Tactics readied for a smallpox fight. A centers for Disease Control conference, with many of the infectious disease experts who participated in the effort to eradicate smallpox more than twenty years ago, has pulled together a protocol to deal woth an outbreak scenario. The CDC will make the plan public in 2-3 weeks after final revisions by public health officials around the country. The controversial — and perhaps unworkable — aspect of the plan is to vaccinate not only the ring of people who had come in contact with an infected individual or individuals, but to identify and vaccinate a second ring — those who had come into contact with the first circle of people.
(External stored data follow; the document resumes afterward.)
PR #392, opened 2024-08-07
[TM-578] store user locale preference

pachonjcl:
[Task Link](https://gfw.atlassian.net/browse/TM-578)

This PR creates a new Table called `localization_keys`, with the following attributes:

- id
- key
- value
- value_id
- tag

Each LocalizationKey Has a 1 - 1 relationship with I18nItem through value_id.

The purpose of the LocalizationKey is to store a value that needs translation and each time a new LocalizationKey is added should a I18nItem should be created.

Right now, all the localization keys needed for translating emails are stored in `database/seeders/AddLocalizationKeys.php` file which is a seeder.

The usage of this `LocalizationKeys` is made by `I18nMail` which is just a wrapper for Mail that has setters for the following properties:

- subjectKey
- titleKey
- bodyKey
- ctaKey

Along
- userLocale
And any param that will be used in the translation (like project names or counts)
- params

`I18nMail` will take those key parameters and translate based on the `LocalizationKey` and pass to `Mail` itself and everything else should keep the same.


app/Console/Commands/SendTerrafundReportRemindersCommand.php
```diff
@@ -32,10 +32,13 @@ public function handle(): int
             ->chunkById(100, function ($programmes) {
                 $programmes->each(function ($programme) {
                     if ($programme->users->count()) {
-                        Mail::to($programme->users->pluck('email_address'))->queue(new TerrafundReportReminder($programme->id));
                         $programme->users->each(function ($user) use ($programme) {
+                            Mail::to($user->email_address)
```
roguenet, line 36: 🤔 I understand why you had to do this, but it's going to increase our email send volume quite a bit to break apart emails that used to go to several people into individual emails. We might need to look into rate limiting our email send jobs, or handling errors from SES and re-trying the send later, if that's not already wired up. Nothing to do about it in this PR, but something for us to keep an eye on in Sentry.

routes/api_v2.php
```diff
@@ -741,3 +742,5 @@ function () {
 });
 
 Route::get('/type-entity', EntityTypeController::class);
+
+Route::post('/locale/{locale}', UserLocaleController::class);
```
roguenet, line 746: I already approved the FE PR, but I think this needs a change. A REST structure like this would indicate to me that the FE is trying to create a Locale, which is weird. Also, for a Post, I would expect the value to be in the body, not the URL. We're going to be doing a lot of work to make our API actually RESTful in the v3 architecture, but the fewer missteps we have in new APIs in v2, the easier that will be.

I think this should instead be structured as something more like 
```
PATCH /api/v2/user
```
or 
``` 
PATCH /api/v2/user/locale
```
with the locale value in the body. If we already had a proper user update endpoint, I'd say this should just be part of that patch, but for instance password reset is done through `PATCH /api/v2/user/change`, which is also very weird. Given that, I think `PATCH /api/v2/user/locale` is (while still a bit strange), the less confusing option above given the current state of the PHP API.

Ideally (in v3), we'll have a simple patch user endpoint (likely something like `PATCH /user-service/user/me` with `me` being a "magic" ID so we don't have to pass around the current user's ID in the API) that can take payloads with various things that can be updated (like password and locale) and then returns the full updated Me user resource as the response.

app/Http/Controllers/V2/UserLocaleController.php
```diff
@@ -0,0 +1,22 @@
...
+namespace App\Http\Controllers\V2;
+
+use App\Http\Controllers\Controller;
+use App\Http\Requests\V2\UserLocaleRequest;
+use Illuminate\Http\JsonResponse;
+use Illuminate\Support\Facades\Auth;
+
+class UserLocaleController extends Controller
+{
+    public function __invoke(UserLocaleRequest $request, string $locale): JsonResponse
```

CDC officials say it is essential. Boston Globe
Meanwhile, the Shrub administration seems intent on vaccinating the entire populace. HHS Sec’y Tommy Thompson is pushing pharmaceutical companies to gear up manufacture of smallpox vaccine to have enough on hand for everyone. Shrub revelaed during yesterday’s visit to the CDC in
Atlanta that he is considering making the immunization program compulsory Times of London, despite the fact that hundreds would likely die from the vaccinations themselves.Smallpox immunization ended in the US in 1972; studies vary on whether those vaccinated 30 years ago would have any lingering protection against new exposure. The last naturally occurring case of smallpox occurred in Somalia in 1977, although two English laboratory workers were infected with smallpox in 1978 after an accidental exposure. Current stockpiles of smallpox virus are known to exist only in the US and the former Soviet Union.